Being a good steward of national parkland isn't easy. There's keeping the land out of the hands of greedy private interests, and then there's taking care of all that land you kept out of private hands.

In New York, former Gov. George Pataki's 1 million acres of new open space is a great achievement, but it's left new Gov. Eliot Spitzer with an expensive need to study, develop and maintain all that land.

At the federal level, a huge maintenance backlog is being addressed with more funding than past years, but the budget for buying new land – including 1.8 million acres of land inside park boundaries that remains in private hands – has dwindled.
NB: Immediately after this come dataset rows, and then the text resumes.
PR #1230, opened 2024-05-16
Quality of life improvements for zabbix server role

eb4x:
##### SUMMARY
Quality of life improvements for zabbix server role

##### ISSUE TYPE
- Bugfix Pull Request

##### COMPONENT NAME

The 2008 budget sets aside $35 million, just 25% of the 1999 budget for land purchases, according to the Christian Science Monitor.

Certainly, private landowners can be excellent stewards of the land, even nationally treasured acres. And, certainly, with the Bush tax cuts, two wars and an aging baby boom population increasingly demanding health care and Social Security payments, there isn't exactly a lot of money lying around Washington to spend willy-nilly. But the generational shift evidenced by all those aging Baby Boomers also means that large tracts of pristine lands are being passed down from one generation to the next, leaving huge expanses of unique wilderness vulnerable to new development.

All the presidential candidates talk big about environmental stewardship – often, even, invoking a responsibility directed from God, or at least the Boy Scouts of America. It isn't an issue talked much about, but the state of the national parks – and the national wildlife in general – gets very little detailed discussion.